■ Task objective: Write the data out verbatim.

Data extracted from a collection:
· · · · ·
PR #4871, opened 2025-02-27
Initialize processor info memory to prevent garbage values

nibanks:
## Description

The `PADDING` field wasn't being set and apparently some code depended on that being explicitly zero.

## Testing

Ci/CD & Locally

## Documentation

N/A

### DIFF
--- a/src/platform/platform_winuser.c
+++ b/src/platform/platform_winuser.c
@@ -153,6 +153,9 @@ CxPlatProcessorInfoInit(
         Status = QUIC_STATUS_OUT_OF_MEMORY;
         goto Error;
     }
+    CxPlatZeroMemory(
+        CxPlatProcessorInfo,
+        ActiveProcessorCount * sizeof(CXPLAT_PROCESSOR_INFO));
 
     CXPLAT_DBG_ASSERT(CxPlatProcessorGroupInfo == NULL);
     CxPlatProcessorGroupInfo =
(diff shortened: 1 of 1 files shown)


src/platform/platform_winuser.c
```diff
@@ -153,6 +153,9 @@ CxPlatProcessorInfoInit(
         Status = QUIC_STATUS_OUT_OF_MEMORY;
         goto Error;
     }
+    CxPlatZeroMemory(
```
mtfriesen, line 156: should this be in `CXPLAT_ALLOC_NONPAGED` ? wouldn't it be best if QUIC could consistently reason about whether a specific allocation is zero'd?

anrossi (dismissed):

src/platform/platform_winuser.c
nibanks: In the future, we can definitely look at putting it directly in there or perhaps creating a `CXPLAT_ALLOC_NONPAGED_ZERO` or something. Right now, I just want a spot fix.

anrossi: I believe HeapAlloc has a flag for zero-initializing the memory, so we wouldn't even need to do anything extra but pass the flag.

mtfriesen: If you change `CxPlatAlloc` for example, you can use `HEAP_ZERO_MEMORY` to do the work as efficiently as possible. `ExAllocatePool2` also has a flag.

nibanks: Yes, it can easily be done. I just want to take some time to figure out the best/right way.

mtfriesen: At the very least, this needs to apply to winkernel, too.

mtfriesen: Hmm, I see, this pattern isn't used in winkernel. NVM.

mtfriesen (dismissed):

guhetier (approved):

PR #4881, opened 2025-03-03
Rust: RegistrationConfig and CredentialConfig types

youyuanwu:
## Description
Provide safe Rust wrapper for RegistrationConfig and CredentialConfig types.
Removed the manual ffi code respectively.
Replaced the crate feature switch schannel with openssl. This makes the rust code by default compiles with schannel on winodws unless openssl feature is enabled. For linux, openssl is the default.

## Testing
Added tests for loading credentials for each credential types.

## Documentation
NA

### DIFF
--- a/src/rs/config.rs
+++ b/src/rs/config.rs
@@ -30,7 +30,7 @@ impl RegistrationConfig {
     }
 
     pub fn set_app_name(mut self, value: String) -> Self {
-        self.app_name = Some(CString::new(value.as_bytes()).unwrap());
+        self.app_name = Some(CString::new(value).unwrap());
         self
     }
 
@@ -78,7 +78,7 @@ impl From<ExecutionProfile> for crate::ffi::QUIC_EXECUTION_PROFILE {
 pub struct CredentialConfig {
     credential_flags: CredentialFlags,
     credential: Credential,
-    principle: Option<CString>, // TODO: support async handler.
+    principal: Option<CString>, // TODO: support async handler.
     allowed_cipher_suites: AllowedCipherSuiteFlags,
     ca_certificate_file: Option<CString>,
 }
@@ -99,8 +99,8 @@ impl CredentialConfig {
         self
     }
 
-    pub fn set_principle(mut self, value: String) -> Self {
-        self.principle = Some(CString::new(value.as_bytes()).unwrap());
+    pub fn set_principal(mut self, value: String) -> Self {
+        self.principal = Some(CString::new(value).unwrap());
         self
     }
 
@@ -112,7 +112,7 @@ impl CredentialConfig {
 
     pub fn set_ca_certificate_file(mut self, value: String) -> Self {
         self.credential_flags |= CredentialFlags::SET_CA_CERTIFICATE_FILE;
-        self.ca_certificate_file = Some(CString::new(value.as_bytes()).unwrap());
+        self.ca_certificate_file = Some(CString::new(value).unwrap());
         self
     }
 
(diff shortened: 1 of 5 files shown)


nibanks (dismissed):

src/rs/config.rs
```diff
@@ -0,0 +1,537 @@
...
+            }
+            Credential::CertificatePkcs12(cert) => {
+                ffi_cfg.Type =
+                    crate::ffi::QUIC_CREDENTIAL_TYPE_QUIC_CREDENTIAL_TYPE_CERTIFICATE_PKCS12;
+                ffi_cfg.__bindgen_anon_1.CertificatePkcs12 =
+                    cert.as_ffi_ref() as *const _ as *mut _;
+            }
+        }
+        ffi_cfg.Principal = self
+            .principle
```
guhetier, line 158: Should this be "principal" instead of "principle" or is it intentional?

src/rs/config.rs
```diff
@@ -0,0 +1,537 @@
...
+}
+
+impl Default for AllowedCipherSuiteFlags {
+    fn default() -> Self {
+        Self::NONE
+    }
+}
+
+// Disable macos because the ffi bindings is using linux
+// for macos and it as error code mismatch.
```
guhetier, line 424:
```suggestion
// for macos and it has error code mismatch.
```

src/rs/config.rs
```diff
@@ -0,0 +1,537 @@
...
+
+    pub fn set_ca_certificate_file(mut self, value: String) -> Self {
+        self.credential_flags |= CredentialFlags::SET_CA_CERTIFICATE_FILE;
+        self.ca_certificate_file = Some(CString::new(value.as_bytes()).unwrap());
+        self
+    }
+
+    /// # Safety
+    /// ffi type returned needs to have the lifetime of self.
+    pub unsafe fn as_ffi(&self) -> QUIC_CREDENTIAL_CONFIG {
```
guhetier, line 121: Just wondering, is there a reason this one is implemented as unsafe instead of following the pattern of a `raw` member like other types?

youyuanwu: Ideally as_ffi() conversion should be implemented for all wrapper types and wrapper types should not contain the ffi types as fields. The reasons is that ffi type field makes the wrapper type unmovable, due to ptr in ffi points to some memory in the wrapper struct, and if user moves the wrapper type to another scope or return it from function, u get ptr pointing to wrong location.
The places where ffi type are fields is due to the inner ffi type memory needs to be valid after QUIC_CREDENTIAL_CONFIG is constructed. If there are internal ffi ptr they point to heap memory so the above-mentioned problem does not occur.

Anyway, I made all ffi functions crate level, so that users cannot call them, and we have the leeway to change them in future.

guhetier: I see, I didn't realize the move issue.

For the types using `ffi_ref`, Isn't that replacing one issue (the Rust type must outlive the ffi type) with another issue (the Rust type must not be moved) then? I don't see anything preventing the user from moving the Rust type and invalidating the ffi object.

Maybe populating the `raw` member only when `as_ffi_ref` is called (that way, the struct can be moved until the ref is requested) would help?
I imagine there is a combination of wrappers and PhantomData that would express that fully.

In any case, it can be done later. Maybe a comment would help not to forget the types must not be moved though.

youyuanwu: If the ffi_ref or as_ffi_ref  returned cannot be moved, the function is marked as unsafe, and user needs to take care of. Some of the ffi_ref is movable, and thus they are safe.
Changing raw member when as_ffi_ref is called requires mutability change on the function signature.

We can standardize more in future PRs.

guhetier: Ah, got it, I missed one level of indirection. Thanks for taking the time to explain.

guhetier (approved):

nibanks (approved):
· · · · ·
■ Task response:
PR #4871, opened 2025-02-27
Initialize processor info memory to prevent garbage values

nibanks:
## Description

The `PADDING` field wasn't being set and apparently some code depended on that being explicitly zero.

## Testing

Ci/CD & Locally

## Documentation

N/A

### DIFF
--- a/src/platform/platform_winuser.c
+++ b/src/platform/platform_winuser.c
@@ -153,6 +153,9 @@ CxPlatProcessorInfoInit(
         Status = QUIC_STATUS_OUT_OF_MEMORY;
         goto Error;
     }
+    CxPlatZeroMemory(
+        CxPlatProcessorInfo,
+        ActiveProcessorCount * sizeof(CXPLAT_PROCESSOR_INFO));
 
     CXPLAT_DBG_ASSERT(CxPlatProcessorGroupInfo == NULL);
     CxPlatProcessorGroupInfo =
(diff shortened: 1 of 1 files shown)


src/platform/platform_winuser.c
```diff
@@ -153,6 +153,9 @@ CxPlatProcessorInfoInit(
         Status = QUIC_STATUS_OUT_OF_MEMORY;
         goto Error;
     }
+    CxPlatZeroMemory(
```
mtfriesen, line 156: should this be in `CXPLAT_ALLOC_NONPAGED` ? wouldn't it be best if QUIC could consistently reason about whether a specific allocation is zero'd?

anrossi (dismissed):

src/platform/platform_winuser.c
nibanks: In the future, we can definitely look at putting it directly in there or perhaps creating a `CXPLAT_ALLOC_NONPAGED_ZERO` or something. Right now, I just want a spot fix.

anrossi: I believe HeapAlloc has a flag for zero-initializing the memory, so we wouldn't even need to do anything extra but pass the flag.

mtfriesen: If you change `CxPlatAlloc` for example, you can use `HEAP_ZERO_MEMORY` to do the work as efficiently as possible. `ExAllocatePool2` also has a flag.

nibanks: Yes, it can easily be done. I just want to take some time to figure out the best/right way.

mtfriesen: At the very least, this needs to apply to winkernel, too.

mtfriesen: Hmm, I see, this pattern isn't used in winkernel. NVM.

mtfriesen (dismissed):

guhetier (approved):

PR #4881, opened 2025-03-03
Rust: RegistrationConfig and CredentialConfig types

youyuanwu:
## Description
Provide safe Rust wrapper for RegistrationConfig and CredentialConfig types.
Removed the manual ffi code respectively.
Replaced the crate feature switch schannel with openssl. This makes the rust code by default compiles with schannel on winodws unless openssl feature is enabled. For linux, openssl is the default.

## Testing
Added tests for loading credentials for each credential types.

## Documentation
NA

### DIFF
--- a/src/rs/config.rs
+++ b/src/rs/config.rs
@@ -30,7 +30,7 @@ impl RegistrationConfig {
     }
 
     pub fn set_app_name(mut self, value: String) -> Self {
-        self.app_name = Some(CString::new(value.as_bytes()).unwrap());
+        self.app_name = Some(CString::new(value).unwrap());
         self
     }
 
@@ -78,7 +78,7 @@ impl From<ExecutionProfile> for crate::ffi::QUIC_EXECUTION_PROFILE {
 pub struct CredentialConfig {
     credential_flags: CredentialFlags,
     credential: Credential,
-    principle: Option<CString>, // TODO: support async handler.
+    principal: Option<CString>, // TODO: support async handler.
     allowed_cipher_suites: AllowedCipherSuiteFlags,
     ca_certificate_file: Option<CString>,
 }
@@ -99,8 +99,8 @@ impl CredentialConfig {
         self
     }
 
-    pub fn set_principle(mut self, value: String) -> Self {
-        self.principle = Some(CString::new(value.as_bytes()).unwrap());
+    pub fn set_principal(mut self, value: String) -> Self {
+        self.principal = Some(CString::new(value).unwrap());
         self
     }
 
@@ -112,7 +112,7 @@ impl CredentialConfig {
 
     pub fn set_ca_certificate_file(mut self, value: String) -> Self {
         self.credential_flags |= CredentialFlags::SET_CA_CERTIFICATE_FILE;
-        self.ca_certificate_file = Some(CString::new(value.as_bytes()).unwrap());
+        self.ca_certificate_file = Some(CString::new(value).unwrap());
         self
     }
 
(diff shortened: 1 of 5 files shown)


nibanks (dismissed):

src/rs/config.rs
```diff
@@ -0,0 +1,537 @@
...
+            }
+            Credential::CertificatePkcs12(cert) => {
+                ffi_cfg.Type =
+                    crate::ffi::QUIC_CREDENTIAL_TYPE_QUIC_CREDENTIAL_TYPE_CERTIFICATE_PKCS12;
+                ffi_cfg.__bindgen_anon_1.CertificatePkcs12 =
+                    cert.as_ffi_ref() as *const _ as *mut _;
+            }
+        }
+        ffi_cfg.Principal = self
+            .principle
```
guhetier, line 158: Should this be "principal" instead of "principle" or is it intentional?

src/rs/config.rs
```diff
@@ -0,0 +1,537 @@
...
+}
+
+impl Default for AllowedCipherSuiteFlags {
+    fn default() -> Self {
+        Self::NONE
+    }
+}
+
+// Disable macos because the ffi bindings is using linux
+// for macos and it as error code mismatch.
```
guhetier, line 424:
```suggestion
// for macos and it has error code mismatch.
```

src/rs/config.rs
```diff
@@ -0,0 +1,537 @@
...
+
+    pub fn set_ca_certificate_file(mut self, value: String) -> Self {
+        self.credential_flags |= CredentialFlags::SET_CA_CERTIFICATE_FILE;
+        self.ca_certificate_file = Some(CString::new(value.as_bytes()).unwrap());
+        self
+    }
+
+    /// # Safety
+    /// ffi type returned needs to have the lifetime of self.
+    pub unsafe fn as_ffi(&self) -> QUIC_CREDENTIAL_CONFIG {
```
guhetier, line 121: Just wondering, is there a reason this one is implemented as unsafe instead of following the pattern of a `raw` member like other types?

youyuanwu: Ideally as_ffi() conversion should be implemented for all wrapper types and wrapper types should not contain the ffi types as fields. The reasons is that ffi type field makes the wrapper type unmovable, due to ptr in ffi points to some memory in the wrapper struct, and if user moves the wrapper type to another scope or return it from function, u get ptr pointing to wrong location.
The places where ffi type are fields is due to the inner ffi type memory needs to be valid after QUIC_CREDENTIAL_CONFIG is constructed. If there are internal ffi ptr they point to heap memory so the above-mentioned problem does not occur.

Anyway, I made all ffi functions crate level, so that users cannot call them, and we have the leeway to change them in future.

guhetier: I see, I didn't realize the move issue.

For the types using `ffi_ref`, Isn't that replacing one issue (the Rust type must outlive the ffi type) with another issue (the Rust type must not be moved) then? I don't see anything preventing the user from moving the Rust type and invalidating the ffi object.

Maybe populating the `raw` member only when `as_ffi_ref` is called (that way, the struct can be moved until the ref is requested) would help?
I imagine there is a combination of wrappers and PhantomData that would express that fully.

In any case, it can be done later. Maybe a comment would help not to forget the types must not be moved though.

youyuanwu: If the ffi_ref or as_ffi_ref  returned cannot be moved, the function is marked as unsafe, and user needs to take care of. Some of the ffi_ref is movable, and thus they are safe.
Changing raw member when as_ffi_ref is called requires mutability change on the function signature.

We can standardize more in future PRs.

guhetier: Ah, got it, I missed one level of indirection. Thanks for taking the time to explain.

guhetier (approved):

nibanks (approved):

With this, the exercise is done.